The drugs that are used all work by interfering with the postsynaptic action of acetylcholine. They fall into two categories:

Non- depolarizing blocking agents (the majority), which act by blocking acetylcholine receptors (and ,in some cases, also by blocking ion channels.)

Depolarizing blocking agents causes paralysis by blocking neuromuscular transmission, rather than by abolishing nerve conduction or muscle contractility.

E.g. of non-depolarizing drugs are tubocurarine, pancuronium, vecuronium, atracurium and gallamine.

Mechanism of action

Non-depolarizing agents all act as competitive antagonists at the acetylcholine receptors of the endplate and largely accounts for their action.

The drugs also block ion channels, some non – blocking agents also appear to block presynaptic autoreceptors and thus inhibit the release of acetylcholine during repetitive stimulation of the motor nerve.

Effects of non-depolarizing neuromuscular-blocking agents are mainly a result of motor paralysis, though some of the drugs also produce clinically significant autonomic effects.

Unwanted effects: the main side-effects of tubocurarine is a fall in arterial pressure, chiefly a result of ganglion block and release of histamine from mast cells which also give rise to bronchospasm in sensitive individuals.

Depolarizing blocking agents, which are agonists at acetylcholine receptors. They cause paralysis without appreciable ganglion – blocking activity.

Drugs acting presynaptically.

Drugs that inhibit acetylcholine synthesis

The rate- limiting process in acetylcholine synthesis appear to be the transport of choline into the nerve terminals, and drugs (e.g. hemicholinium and triethylcholine) that inhibit acetylcholine synthesis do so by blocking this step.

Hemicholine acts as a competitive inhibitor of choline uptake but is not appreciably taken up itself.

Triethylcholine, as well as inhibiting choline uptake, is itself transported and acetylated within the terminals, forming acetyltriethylcholine.

This is stored in place of acetylcholine and released as false transmitter, but it has no depolarising effect on the postsynaptic membrane.

Drugs that inhibit acetylcholine release

Acetylcholine release by nerve impulse involves the entry of Ca2+ into the nerve terminal; the increase in intracellular Ca2+ concentrations stimulates exocytosis and increases the rate of quantal release.

Agents that inhibit Ca2+ entry include Mg2+ and various aminoglycoside antibiotics (e.g. streptomycin and neomycin)

Botulinum toxin and β- bungarotoxin,act specifically to inhibit acetylcholine release.

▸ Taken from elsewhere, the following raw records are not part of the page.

PR #1289, opened 2024-05-20
Explainer for Aggregate Debug Reporting

linnan-github:
Related to #705

PR #1292, opened 2024-05-20
Spec header parsing for aggregate debug reporting

linnan-github:
https://github.com/WICG/attribution-reporting-api/pull/1289


index.bs
```diff
@@ -1552,6 +1574,114 @@ To <dfn>parse a filter pair</dfn> given a [=map=] |map|:
...
+positive integer |maxValue|, a [=boolean=] |isSource|, and an [=aggregate debug reporting config=]
+|default|:
+
+1. If |map|["<code>[=aggregate-debug-reporting JSON key/key_piece=]</code>"] does not
+    [=map/exist=], return |default|.
+1. If |map|["<code>[=aggregate-debug-reporting JSON key/key_piece=]</code>"] is not a
+    [=string=], return |default|.
+1. Let |keyPiece| be the result of running [=parse an aggregation key piece=]
+    with |map|["<code>[=aggregate-debug-reporting JSON key/key_piece=]</code>"].
+1. If |keyPiece| is an error, return |default|.
```
apasel422, line 1662: Are we intentionally ignoring the errors in this algorithm? If so, could we add a non-normative note explaining why?

index.bs
```diff
@@ -760,6 +760,21 @@ To <dfn>find a matching trigger spec</dfn> given an [=attribution source=]
...
+An aggregate debug reporting config is a [=struct=] with the following items:
+
+<dl dfn-for="aggregate debug reporting config">
+: <dfn>key piece</dfn> (default 0)
+:: A non-negative 128-bit integer.
+: <dfn>debug data</dfn> (default an [=map/is empty|empty=] [=map=])
+:: A [=map=] whose [=map/keys] are [=debug data types=] and whose [=map/values=]
+    are [=aggregatable contributions=].
+: <dfn>aggregation coordinator</dfn> (default [=default aggregation coordinator=])
+:: An [=aggregation coordinator=].
```
apasel422, line 774: Are these defaults used anywhere? If not, let's remove them.

index.bs
```diff
@@ -1552,6 +1574,114 @@ To <dfn>parse a filter pair</dfn> given a [=map=] |map|:
...
+1. If |map|["<code>[=aggregate-debug-reporting JSON key/debug_data=]</code>"] [=map/exists=]:
+    1. Set |debugDataMap| to the result of running [=parse aggregate debug reporting data=]
+        with |map|["<code>[=aggregate-debug-reporting JSON key/debug_data=]</code>"], |maxValue|,
+        and |isSource|.
+    1. If |debugDataMap| is null, return |default|.
+1. Let |aggregationCoordinator| be [=default aggregation coordinator=].
+1. If |map|["<code>[=aggregate-debug-reporting JSON key/aggregation_coordinator_origin=]</code>"]
+    [=map/exists=]:
+    1. Let |aggregationCoordinatorOrigin| be the result of [=parsing aggregation coordinator=].
+    1. If |aggregationCoordinatorOrigin| is null, return |default|.
```
apasel422, line 1673: Don't we have to update `aggregationCoordinator`?

index.bs
```diff
@@ -2337,6 +2469,21 @@ To <dfn>parse trigger specs</dfn> given a [=map=] |map|, a [=moment=]
 Issue: Invoke [=parse summary buckets=] and [=parse summary window operator=]
 from this algorithm.
 
+To <dfn>parse source aggregate debug reporting config</dfn> given |value|, an
```
apasel422, line 2472:
```suggestion
To <dfn>parse source aggregate debug reporting config</dfn> given |value|, a
```

index.bs
```diff
@@ -2703,6 +2865,7 @@ A <dfn>trigger-registration JSON key</dfn> is one of the following:
 <li>"<dfn><code>aggregatable_source_registration_time</code></dfn>"
 <li>"<dfn><code>aggregatable_trigger_data</code></dfn>"
 <li>"<dfn><code>aggregatable_values</code></dfn>"
+<li>"<dfn><code>aggregate_debug_reporting</code></dfn>"
```
apasel422, line 2868: Are we intentionally using `aggregate` here even though most of these other fields use `aggregatable`?

ts/src/header-validator/validate-json.ts
```diff
@@ -725,6 +725,102 @@ const priorityField: StructFields<Priority> = {
   priority: field('priority', int64, 0n),
 }
 
+function isDebugTypeSupported(ctx: RegistrationContext, s: string) {
+  if (ctx instanceof SourceContext) {
+    return constants.sourceAggregateDebugTypes.includes(s)
+  } else {
+    return constants.triggerAggregateDebugTypes.includes(s)
+  }
```
apasel422, line 733: Instead of doing an `instanceof` check here, can we change the context type to itself have a field for the debug types?

ts/src/header-validator/validate-json.ts
```diff
@@ -725,6 +725,102 @@ const priorityField: StructFields<Priority> = {
...
+  aggregationCoordinatorOrigin: string
+  data: AggregateDebugReportingData[]
+}
+
+const aggregateDebugReportingConfig: StructFields<
+  AggregateDebugReportingConfig,
+  RegistrationContext
+> = {
+  aggregationCoordinatorOrigin: aggregationCoordinatorOriginField,
+  data: field('data', aggregateDebugReportingDataList, []),
```
apasel422, line 819: Isn't this field called `debug_data` in the spec?

ts/src/header-validator/source.test.ts
```diff
@@ -1357,6 +1379,487 @@ const testCases: TestCase[] = [
...
+    ],
+  },
+  {
+    name: 'aggregate-debug-reporting-data-elem-empty',
+    json: `{
+      "destination": "https://a.test",
+      "aggregate_debug_reporting": {
+        "budget": 123,
+        "key_piece": "0x1",
+	"data": [{}]
```
apasel422, line 1584: Please fix the indentation here and throughout this file.

apasel422 (changes requested):

ts/src/header-validator/validate-json.ts
linnan-github: Yes, also realized this and updated. Thanks.

index.bs
linnan-github: Updated, thanks.

index.bs
linnan-github: Added note.

index.bs
linnan-github: The defaults are defined so that when creating a new item we don’t have to specify each item explicitly. This is used in the source and trigger JSON parsing.

index.bs
linnan-github: “aggregate_debug_reporting” seems to read better than “aggregatable_debug_reporting”. I slightly lean towards keeping as is, but don’t feel too strongly. Cc @akashnadan

index.bs
```diff
@@ -1552,6 +1574,116 @@ To <dfn>parse a filter pair</dfn> given a [=map=] |map|:
...
+
+1. If |value| is not a [=string=], return null.
+1. Let |url| be the result of running the [=URL parser=] on |value|.
+1. If |url| is failure or null, return null.
+1. If |url|'s [=url/origin=] is not an [=aggregation coordinator=], return null.
+1. Return |url|'s [=url/origin=].
+
+<h3 id="parsing-aggregate-debug-reporting-config">Parsing aggregate debug reporting config</h3>
+
+An <dfn>aggregate-debug-reporting JSON key<dfn> is one of the following:
```
apasel422, line 1589:
```suggestion
An <dfn>aggregate-debug-reporting JSON key</dfn> is one of the following:
```

index.bs
```diff
@@ -2405,6 +2554,17 @@ To <dfn noexport>parse source-registration JSON</dfn> given a [=byte sequence=]
...
+1. Let |aggregateDebugReportingConfig| be a new [=aggregate debug reporting config=].
+1. If |value|["<code>[=source-registration JSON key/aggregate_debug_reporting=]</code>"] [=map/exists=]:
+    1. Let |aggregateDebugReportingResult| be the result of running
+        [=parse source aggregate debug reporting config=] with
+        |value|["<code>[=source-registration JSON key/aggregate_debug_reporting=]</code>"],
+        |aggregatableDebugBudget|, and |aggregateDebugReportingConfig|.
+    1. Set |aggregatableDebugBudget| to |aggregateDebugReportingResult|[0].
+    1. Set |aggregateDebugReportingConfig| to |aggregateDebugReportingResult|[1].
+1. Let |aggregatableAttributionBudget| be [=allowed aggregatable budget per source=]
+    - |aggregatableDebugBudget|.
```
apasel422, line 2567:
```suggestion
1. Let |aggregatableAttributionBudget| be [=allowed aggregatable budget per source=] - |aggregatableDebugBudget|.
```

Otherwise it is rendered as a nested list item.

index.bs
apasel422: To me the consistency is more important.

apasel422 (dismissed):

index.bs
linnan-github: That's fair, updated to use `aggregatable_debug_reporting`.

ts/src/constants.ts
```diff
@@ -50,3 +50,41 @@ export const defaultTriggerDataCardinality: Readonly<
...
+export const triggerAggregatableDebugTypes: Readonly<[string, ...string[]]> = [
+  'trigger-aggregate-attributions-per-source-destination-limit',
+  'trigger-aggregate-deduplicated',
+  'trigger-aggregate-excessive-reports',
+  'trigger-aggregate-no-contributions',
+  'trigger-aggregate-insufficient-budget',
+  'trigger-aggregate-storage-limit',
+  'trigger-aggregate-report-window-passed',
+  'trigger-event-attributions-per-source-destination-limit',
+  'trigger-event-dedupliated',
```
apasel422, line 76:
```suggestion
  'trigger-event-deduplicated',
```

ts/src/constants.ts
```diff
@@ -50,3 +50,41 @@ export const defaultTriggerDataCardinality: Readonly<
...
+  'trigger-event-excessive-reports',
+  'trigger-event-low-prioirty',
```
apasel422, line 78:
```suggestion
  'trigger-event-low-priority',
```

ts/src/header-validator/source.test.ts
```diff
@@ -39,7 +39,16 @@ const testCases: TestCase[] = [
...
       "priority": "2",
       "source_event_id": "3",
-      "max_event_level_reports": 2
+      "max_event_level_reports": 2,
+      "aggregatable_debug_reporting": {
+        "budget": 1234,
+        "key_piece": "0x2",
+        "debug_data": [ {
+          "key_piece": "0x1",
+          "types": ["source-success"],
```
apasel422, line 48: Let's also add an unknown debug data type here to ensure that it roundtrips properly.

ts/src/header-validator/validate-json.ts
```diff
@@ -725,6 +726,101 @@ const priorityField: StructFields<Priority> = {
   priority: field('priority', int64, 0n),
 }
 
+function isDebugTypeSupported(ctx: RegistrationContext, s: string) {
```
apasel422, line 729:
```suggestion
function isDebugTypeSupported(ctx: RegistrationContext, s: string): boolean {
```

ts/src/header-validator/validate-json.ts
```diff
@@ -725,6 +726,101 @@ const priorityField: StructFields<Priority> = {
...
+export type KeyPiece = {
+  keyPiece: bigint
+}
+
+const keyPieceField: StructFields<KeyPiece> = {
+  keyPiece: field('key_piece', hex128),
+}
+
+export type AggregatableDebugReportingData = KeyPiece & {
+  types: string[]
```
apasel422, line 753: Should we make this a set instead of an array?

ts/src/header-validator/validate-json.ts
apasel422, line 729: Maybe just make this a method on `RegistrationContext`?

ts/src/header-validator/validate-json.ts
```diff
@@ -725,6 +726,101 @@ const priorityField: StructFields<Priority> = {
...
+function aggregationCoordinatorOriginField(
+  ctx: RegistrationContext,
+  j: JsonDict
+): Maybe<string> {
+  return field(
+    'aggregation_coordinator_origin',
+    aggregationCoordinatorOrigin,
+    ctx.vsv.aggregationCoordinatorOrigins[0]
+  )(ctx, j)
+}
```
apasel422, line 807: Instead of making this a function that immediately invokes the function returned by `field`, can we make this work more similarly to https://github.com/WICG/attribution-reporting-api/blob/69bed9def9b95eb796d8abf9c65943b374b60d28/ts/src/header-validator/validate-json.ts#L704-L710?

Then `Trigger` and `AggregatableDebugReportingConfig` could both extend an `AggregationCoordinatorOrigin` type.

ts/src/header-validator/validate-json.ts
```diff
@@ -907,6 +1003,30 @@ export type TriggerSpec = {
...
+  j: Json
+): Maybe<SourceAggregatableDebugReportingConfig> {
+  return struct(ctx, j, {
+    budget: field('budget', aggregatableValue),
+
+    ...aggregatableDebugReportingConfig,
+  }).filter((s) => {
+    for (const d of s.debugData) {
+      if (d.value > s.budget) {
+        ctx.error(`data contains value greater than budget (${s.budget})`)
```
apasel422, line 1022: Would it be possible to use the scope corresponding to the array item's value field?

One way to do that would be to process the `budget` field first, and pass it in to the function that validates the debug data.

ts/src/header-validator/validate-json.ts
```diff
@@ -1526,17 +1657,21 @@ function trigger(ctx: RegistrationContext, j: Json): Maybe<Trigger> {
...
           'trigger_context_id',
           (ctx, j) => triggerContextID(ctx, j, aggregatableSourceRegTimeVal),
           null
         ),
+        aggregatableDebugReporting: field(
+          'aggregatable_debug_reporting',
+          (ctx, j) =>
+            struct(ctx, j, {
+              ...aggregatableDebugReportingConfig,
+            }),
```
apasel422, line 1672:
```suggestion
            struct(ctx, j, aggregatableDebugReportingConfig),
```
Note sure if that works though.

apasel422 (changes requested):

ts/src/header-validator/validate-json.ts
linnan-github: We treat supported and unsupported types differently. Unsupported types are just ignored, no matter whether it duplicates or not, but we error for duplicated supported types. Therefore, it would be easier to use an array and validate later.

apasel422: OK, that's fine for now, but I may try to clean this up later.

ts/src/header-validator/validate-json.ts
linnan-github: I thought about that as well, but I don't know what's the best way to set the default which needs ctx. Any suggestions?

apasel422: I can take a look at cleaning this up in a followup field.

ts/src/header-validator/validate-json.ts
linnan-github: Alternatively, I can process `budget` as suggested, and make that non-StructFields, similar to the aggregation coordinator origin. Wdyt?

apasel422: We do something similar in https://github.com/WICG/attribution-reporting-api/blob/d6bbe748163187f2c017a6940f5dc024dc0b6169/ts/src/header-validator/validate-json.ts#L473-L492 where we process one field before the other.

linnan-github: yeah, but then it can't be a `StructFields` IIUC?

apasel422: Feel free to leave it for now. I'll come in and see what can be added later. Maybe just add a TODO for giving more precise path information.

linnan-github: Added TODO, thanks.

index.bs
```diff
@@ -1552,6 +1574,120 @@ To <dfn>parse a filter pair</dfn> given a [=map=] |map|:
...
+<ul dfn-for="aggregatable-debug-reporting JSON key">
+<li>"<dfn><code>aggregation_coordinator_origin</code></dfn>"
+<li>"<dfn><code>debug_data</code></dfn>"
+<li>"<dfn><code>key_piece</code></dfn>"
+<li>"<dfn><code>types</code></dfn>"
+<li>"<dfn><code>value</code></dfn>"
+</ul>
+
+To <dfn>parse aggregatable debug reporting data</dfn> given a |dataList|, a
+positive integer |maxValue|, and a [=boolean=] |isSource|:
```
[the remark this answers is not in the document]
linnan-github: Makes sense, updated, thanks.

apasel422 (approved):

apasel422 (approved):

Peptidase and phospholipase activity.

Drugs that enhances cholinergic transmission.

Drugs that enhance cholinergic transmission act either by inhibiting cholinesterase or by increasing acetylcholine release.

Distribution and function of cholinesterase.

Two major distinct types of cholinesterase namely acetylcholinesterase (AChE) and butyrylcholinesterase (BChE)

AChE and BChE are closely related in molecular structure but differing in their distribution, substrate specificity and functions.

Both consists of globular catalytic subunits which constitute the soluble form found in plasma (BChE) and cerebrospinal fluid (AChE).

AChE is bound to basement membrane in the synaptic cleft at cholinergic synapses, where it function to hydrolyse the released transmitter.

The soluble form of AChE is also present in cholinergic nerve terminals, where it seems to have a role in regulating the free Ach concentration from which it may be secreted.

BChE has wide spread distribution, being found in the tissue such as liver, skin, brain and GI smooth muscle, as well as in soluble form in the plasma.

It hydrolysis butyrylcholine more rapidly than acetylcholine as well as other esters such as procaine,suxamethonium and propanidid.